PR #2132, opened 2023-10-30
Fix modulo block ahead of finalized

jiqiang90:
# Description

Fixes # (issue)

## Type of change

## Checklist

- [ ] I have tested locally

### DIFF
--- a/packages/node-core/src/indexer/fetch.service.ts
+++ b/packages/node-core/src/indexer/fetch.service.ts
@@ -303,7 +303,7 @@ export abstract class BaseFetchService<
             } else {
               const maxBlockSize = Math.min(batchBlocks.length, this.blockDispatcher.freeSize);
               const enqueueBlocks = batchBlocks.slice(0, maxBlockSize);
-              await this.enqueueBlocks(enqueueBlocks);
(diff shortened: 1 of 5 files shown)


packages/node-core/src/indexer/fetch.service.ts
```diff
@@ -313,14 +318,22 @@ export abstract class BaseFetchService<
...
     }
   }
 
   private async enqueueBlocks(enqueuingBlocks: number[]): Promise<void> {
+    // We check enqueuingBlocks length rather than cleanedBatchBlocks
+    // Because when bypass blocks, cleanedBatchBlocks can be [], but latestBufferHeight could be valid to update metadata
+    // See comments in blockDispatcher.enqueueBlocks method
+    if (!enqueuingBlocks.length) {
+      logger.info(`No blocks to enqueue at the moment.`);
+      await delay(10);
```
stwiname, line 334: I think we should remove this delay here, we should only have one place to throttle and this is a really large delay. If a chain has a block time of a couple of seconds this will add a big delay

stwiname (commented):
Can you please add a test for this

stwiname (approved):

-------

Directions
Transcribe the entire listing. Leave every word as it is.

Result of the exercise
PR #2132, opened 2023-10-30
Fix modulo block ahead of finalized

jiqiang90:
# Description

Fixes # (issue)

## Type of change

## Checklist

- [ ] I have tested locally

### DIFF
--- a/packages/node-core/src/indexer/fetch.service.ts
+++ b/packages/node-core/src/indexer/fetch.service.ts
@@ -303,7 +303,7 @@ export abstract class BaseFetchService<
             } else {
               const maxBlockSize = Math.min(batchBlocks.length, this.blockDispatcher.freeSize);
               const enqueueBlocks = batchBlocks.slice(0, maxBlockSize);
-              await this.enqueueBlocks(enqueueBlocks);
(diff shortened: 1 of 5 files shown)


packages/node-core/src/indexer/fetch.service.ts
```diff
@@ -313,14 +318,22 @@ export abstract class BaseFetchService<
...
     }
   }
 
   private async enqueueBlocks(enqueuingBlocks: number[]): Promise<void> {
+    // We check enqueuingBlocks length rather than cleanedBatchBlocks
+    // Because when bypass blocks, cleanedBatchBlocks can be [], but latestBufferHeight could be valid to update metadata
+    // See comments in blockDispatcher.enqueueBlocks method
+    if (!enqueuingBlocks.length) {
+      logger.info(`No blocks to enqueue at the moment.`);
+      await delay(10);
```
stwiname, line 334: I think we should remove this delay here, we should only have one place to throttle and this is a really large delay. If a chain has a block time of a couple of seconds this will add a big delay

stwiname (commented):
Can you please add a test for this

stwiname (approved):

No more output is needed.